If he couldn't achieve that objective, he was going to have to eliminate them without direct confrontation, and put someone more amenable to authority in their places.

He put the cup down, out of the way, while he contemplated his options.

The real trick would be to get rid of them in ways that would not be traced back and connected with him. Getting rid of people was never difficult. It was doing so without leaving any tracks or signs pointing to who was responsible that was the hard part. Those clever, perceptive, and skilled enough to trace blame were few but devastating, and all plans had to be made with the assumption that such a sleuth would be investigating, though the odds were slim.

As with cards, duels, and death sports, look at the odds—but consider the stakes.

He picked up the report, leafed through it, and scanned the list of those local leaders and their brief dossiers again; his agents were good, and it was possible to get some idea of who would cooperate and who would not just from the thumbnail sketches of their personalities that had been provided to him. He had a short list of assassins to chose from, "special agents" who were adept at making deaths look like accidents or illness. It was going to be difficult to get them into place, given the current conditions, but it would not be impossible. With the help of the Army, he ought to be able to get any individual to the right location within a few weeks.

It would probably be a good idea to place his best agents on his most likely targets immediately, rather than waste time attempting to persuade some provincial idiot with an overblown sense of his own competence. If the blow came before he even contacted a given fool, it definitely wouldn't be connected with him. That would leave the agent free to take on a second target if a at persuasion of someone worth saving failed.

He switched ink and paper, to the special colors of both that would tell these operatives that he had a job for them. The note he sent would be commonplace greetings, of course; no special agent would ever trust primary instructions that came written. This was a gamble on his part, for many of these people were free-lance workers. When they heard what he had to say, they might even turn
him
down; although they would be paid more for these targets than any of them had ever gotten for a job before, getting to their targets through the miserable conditions that existed now could be a real problem. And again, that was the privilege of an agent who was as good as these were; you couldn't persuade an artist to make a masterpiece by standing him in front of an easel and threatening him with death. It might be possible to pick off one or two of these provincial leaders with ordinary assassins, and if he came up short on the number of agents he needed, that was what he would do.

But he really would prefer it if all of these operatives found the jobs enough of a challenge to take them on. They were very good.
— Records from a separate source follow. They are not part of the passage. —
PR #4889, opened 2021-06-23
Draft: Fix misplaced Draft_Edit nodes for BezCurve

Roy-043:
The poles in the resetTrackersBezier function are already in the global coordinate system. They should therefore not be translated from the LCS to the GCS.

---


carlopav:
Can you test the following: create an App::Part, move the bezcurve inside, move the Part or rotate It. Try to Edit the bezcurve. 
Are editpoints in the right Place?
I have not my laptop with me this evening...

carlopav (commented):
The sentence reflect how every object work except the bezcurve. I'd try to keep It if we can fix the bezcurve behaviour

Roy-043:
> Are editpoints in the right Place?

No they are not. I did not consider that case. It is more complex than I thought.
how about this solution:
```
        for index, pwm in enumerate(pointswithmarkers):
            p, marker = pwm
            if obj.Parents:
                p = obj.Placement.inverse().multVec(p)
                p = obj.getGlobalPlacement().multVec(p)
            self.trackers[obj.Name].append(trackers.editTracker(p, obj.Name,
                index, obj.ViewObject.LineColor, marker=marker))
```
It may also be interesting to look for the 1st geometric parent of the curve. See https://forum.freecadweb.org/viewtopic.php?f=22&p=512227#p512227

Roy-043:
> he knows the overall behaviour

But in the code we find globalize_vectors f.e. The comment: 'No conversion to global coordinate system is needed' then seems incorrect to me.

carlopav:
Uff.. that thing is complicated...
The point is that the BezCurve behaves differently from every other object, why? because it's trackers need to have different shapes based on if they are on the curve points, or are just handles, and if they are on the curve points, they can have also 3 different shape (sharp, tangent, symmetric).
When we generalized Draft Edit, to remove a lot of duplicated code, making easy to extend the command to new objects and to context menu, BezCurve remained unfinished.

We could take 2 different paths:

1. generalize more, so every object can define custom trackers (that's a lot of refactoring again, but it's the best way to me);
2. let it like this and put a small patch on the bug you spotted (only problem is that it leaves a specific code into the generic Edit module);

I'd have no much time at the moment, so better to take the second path as you did :)

`                p = obj.Placement.inverse().multVec(p)
                p = obj.getGlobalPlacement().multVec(p)`

I think you don't need to check for parents, this code should always work (except if you have a nested link in the tree), because the GlobalPlacement already contains the Placement itself, so if they are equal they just "eliminate" each other.
You could also theoretically condensate it in:
`p = obj.getGlobalPlacement().multiply(obj.Placement.inverse().multVec(p))`

can you try it?

carlopav:
> 
> 
> > he knows the overall behaviour
> 
> But in the code we find globalize_vectors f.e. The comment: 'No conversion to global coordinate system is needed' then seems incorrect to me.

yes, true, the sentence was meant to tell the user that the conversion is already done in the Edit command, so the "GuiTools" class (that is the object that the user can derive and add to the `DocumentObject `to enable editing it with Draft Edit) do not need to take it into account, but can work directly with object LCS coordinates.

Roy-043:
I have made a mess here. I'll open a new branch to handle this issue. And close this one.

PR #4913, opened 2021-07-09
Base: Added stiffness units

Helios113:
Adds units of stiffness to src/Base, it sets N/m as the smallest unit in the metric system and lbf/inch in the imperial system. This unit will be used for implementing spring boundary conditions for a new FEM solver.


luzpaz:
Hi @Helios113 , this is for MoFEM solver, correct?

Helios113:
Hi @luzpaz , yes this is for MoFEM, I wrote it on the forum, not sure if I should have put it here as well.
Here is the link: https://forum.freecadweb.org/viewtopic.php?f=17&t=60024
Regards

luzpaz:
hey @berndhahnebach, what is this PR pending on? (wmayer's input?)

src/Base/Quantity.h
```diff
@@ -244,6 +244,8 @@ class BaseExport Quantity
     static Quantity KiloNewton;
     static Quantity MegaNewton;
 
+    static Quantity NewtonPerMeter;
+    
     static Quantity Pascal;
     static Quantity KiloPascal;
```
donovaly, line 250: What is the typical prefix? I mean if the typical use case is e.g. kN/m, then you should also define this here

donovaly (changes requested):
Many thanks for this addition.

However, before this can be applied more changes are necessary. You need to update e.g. also the lexer. To see what needs to be done to add a new unit, you can take this commit as reference:
https://github.com/FreeCAD/FreeCAD/commit/bcc669b930ae655d16c361f5e308ec14a9

For how to update the lexer, see the first comment in the file https://github.com/FreeCAD/FreeCAD/blob/master/src/Base/QuantityParser.l

berndhahnebach:
great.

Would it be possible to squash all commits into one commit?

cheers bernd

Helios113:
I messed this one up, so they are definitely not squashed properly. I will make a new one where it's just one commit.

luzpaz:
See #4963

He, above all, should know; he used to be one of them, as did Porthas, and he had even trained some of them in technique.

There was nothing like being able to call on old school ties...
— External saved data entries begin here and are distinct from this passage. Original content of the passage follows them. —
PR #4914, opened 2021-07-10
[PD] fix property issues

donovaly:
- Helix: the property Turns has the App::PropertyFloatConstraint thus also the pointer to it must have the same property

- LinearPattern and Helix: make constraints static class member (forgot this in commit 3704ad68)

- Draft: make the constraint const

- PolarPattern and LinearPattern assure that the header file is loaded at last to avoid potential troubles

### DIFF
--- a/src/Mod/PartDesign/App/FeatureHelix.h
+++ b/src/Mod/PartDesign/App/FeatureHelix.h
@@ -90,7 +90,7 @@ protected:
 
     // handle changed property
     virtual void handleChangedPropertyType(Base::XMLReader& reader, const char* TypeName, App::Property* prop);
-    static const App::PropertyFloatConstraint::Constraints Helix::floatTurns;
+    static const App::PropertyFloatConstraint::Constraints floatTurns;
     static const App::PropertyAngle::Constraints floatAngle;
 
 private:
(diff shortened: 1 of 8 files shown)


src/Mod/PartDesign/App/FeatureHelix.h
```diff
@@ -90,6 +90,8 @@ class PartDesignExport Helix : public ProfileBased
 
     // handle changed property
     virtual void handleChangedPropertyType(Base::XMLReader& reader, const char* TypeName, App::Property* prop);
+    static const App::PropertyFloatConstraint::Constraints Helix::floatTurns;
```
chennes, line 93: The "Helix" in this context is redundant (and you don't use it on the next line):
```suggestion
    static const App::PropertyFloatConstraint::Constraints floatTurns;
```

chennes (approved):
These changes look good. It compiles and runs without issue (tested on Windows 10, Visual Studio 16.8.6). Just one incredibly minor comment, not a merge blocker.

src/Mod/PartDesign/App/FeatureHelix.h
yorikvanhavre: do you want to apply the change, @donovaly ? apparently it's just a push of a button now :)

yorikvanhavre:
Ok I did it :innocent:

PR #4915, opened 2021-07-11
Draft: fixed Snap behaviour when no document is active.

carlopav:
Draft toolbar and statusbar can be activated also when no document is active, because Snap is not related to active document.

### DIFF
--- a/src/Mod/Draft/draftguitools/gui_snaps.py
+++ b/src/Mod/Draft/draftguitools/gui_snaps.py
@@ -35,6 +35,7 @@ from PySide.QtCore import QT_TRANSLATE_NOOP
 import FreeCADGui as Gui
 import draftguitools.gui_base as gui_base
 
+from draftutils.messages import _msg, _log
 from draftutils.translate import translate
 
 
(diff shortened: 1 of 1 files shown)


src/Mod/Draft/draftguitools/gui_snaps.py
```diff
@@ -102,8 +103,20 @@ def sync_snap_statusbar_button(button, status):
...
+        self.command_name = name
 
-class Draft_Snap_Lock(gui_base.GuiCommandSimplest):
+    def IsActive(self):
+        return True
+
+    def Activated(self):
+        _log("GuiCommand: {}".format(self.command_name))
+        _msg("{}".format(16*"-"))
+        _msg("GuiCommand: {}".format(self.command_name))
```
yorikvanhavre, line 116: You sure about this? :sweat_smile: it looks very verbose...

yorikvanhavre, line 116:
```suggestion
        #_msg("{}".format(16*"-"))
        #_msg("GuiCommand: {}".format(self.command_name))
```

yorikvanhavre: I think I'd do this :innocent:

PR #4924, opened 2021-07-17
Set default keycodes for 3dconnexion SpacePilot Pro

dbdbdb:
These keycodes matches what my device generate using
spacenavd in Fedora 33.

The old xml definition define two operations on the same KeyCode, one
for short press and one for long press. That doesn't work at all on my
system and the SpacePilot Pro device generate separate KeyCodes for
short presses and long presses.

https://forum.freecadweb.org/viewtopic.php?f=8&t=60265

### DIFF
--- a/src/Gui/3Dconnexion/3DConnexion.xml
+++ b/src/Gui/3Dconnexion/3DConnexion.xml
@@ -64,35 +64,36 @@
 <ButtonMap DeviceName="SpacePilot Pro">
    <Mapping>
       <Map Description="Menu"          KeyCode="0"  DownTime="short" Command=""/>
-      <Map Description="Fit"           KeyCode="1"  DownTime="short" Command=""/>
+      <Map Description="Fit"           KeyCode="1"  DownTime="short" Command="Std_ViewFitAll"/>
       <Map Description="Top"           KeyCode="2"  DownTime="short" Command="Std_ViewTop"/>
-      <Map Description="Bottom"        KeyCode="2"  DownTime="long"  Command="Std_ViewBottom"/>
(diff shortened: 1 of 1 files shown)


yorikvanhavre:
I'd like someone else to test, just to make sure it doesn't break any working workflow...

luzpaz:
@dbdbdb know any other 3dconnexion users who can test ?

dbdbdb:
I'm afraid I don't know any other users that have one. I opened the forum thread above to try to find someone with a SpacePilot Pro to help out. Especially windows/mac since I myself can only test in Linux.

The patch above only changes the default values and anyone could get the mouse to work by assigning buttons manually. But it's much easier if it work out of the box like it do for me now with this pull request.

hyarion:
> know any other 3dconnexion users who can test ?

@numo68 I noticed you added the initial support in #4406. Do you still have access to the device and could test this PR?

numo68:
> @numo68 I noticed you added the initial support in #4406. Do you still have access to the device and could test this PR?

I have SpaceMouse Pro, not SpacePilot Pro, so I unfortunately cannot test this.

BSmith-66:
running a Space Pilot Pro on Windows 10  Freecad 0.19
tested this by changing the C:\Program Files\FreeCAD 0.19\data\3Dconnexion3DConnexion.xml 
this now works as expected .. that's 2 people on 2 devices  on 2 operating systems - i would also most call that merge worthy

luzpaz:
@yorikvanhavre maybe merge and if is an issue, we rollback?

yorikvanhavre:
Ok, let's do it then. Thanks everybody!!

PR #4928, opened 2021-07-18
modified ViewProviderPart to show different icon for Assembly-Type

Zolko-123:
This PR modifies the ViewProviderPart, in that  it adds its own explicit getIcon() function, overriding that of ViewProvider. Only the GUI part is changed (ViexProviderPart.h/cpp and icons)

The getIcon() function tests for the (existing) Type property (defined in Part.h) , and if this flag is set to "Assembly" returns another icon than the standard one. Therefore, 2 icons are provided : the standard Geofeaturegroup.svg, that I have reverted to the old (pre-0.19) yellow icon, and a new Geoassembly.svg icon that is the modified icon already used by Assembly4 and is similar to the assembly icon used in other CAD software).

new_icons

The result is the following in the model tree:

Geoassembly

see discussions in the forum:

https://forum.freecadweb.org/viewtopic.php?f=8&t=60308


Zolko-123:
Thanx

luzpaz:
Any documentation we need to update based on this merge?

Zolko-123:
Well, that's the point: anything App::Part (Std_Part) related is still valid as per v0.19, has the same icon. At this point, only Assembly4 takes advantage of this feature, so I'd suggest the answer is : "no". 

Obviously, Assembly4's documentation could need some love, but that's another matter.

luzpaz:
Thanks for the insight. I'll give @realthunder and @kbwbe a heads up about this feature then too

Zolko-123:
the Manipulator WB might be a good candidate too

luzpaz:
@easyw :point_up_2:

PR #4930, opened 2021-07-19
Draft: Some shutil don't have the .which method.

Kawashima-Azumi:
Directly calling subprocess.Popen without checking the presence of the
program is the optimal solution because:
1) Avoids race condition, where the program disappears between the
  check and the Popen call.
2) Popen will raise exception if the program is absent anyway,
  no race condition here.


yorikvanhavre:
Looks good. Thanks!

As he wrote out his list of "invitations," it occurred to him that he actually did have a way to fulfill the Emperor's demands and "bring Tremane to justice," provided that the "justice" came in the form of a swift, sure blade or the sharp bite of poison. There were three of these assassins—four, if he counted Porthas, though he did not intend to do without that worthy's talents right here, who could and possibly
would
go to Hardorn and eliminate Tremane. Magical assassination being out of the question, physical assassination would take a year or more, but it could be done.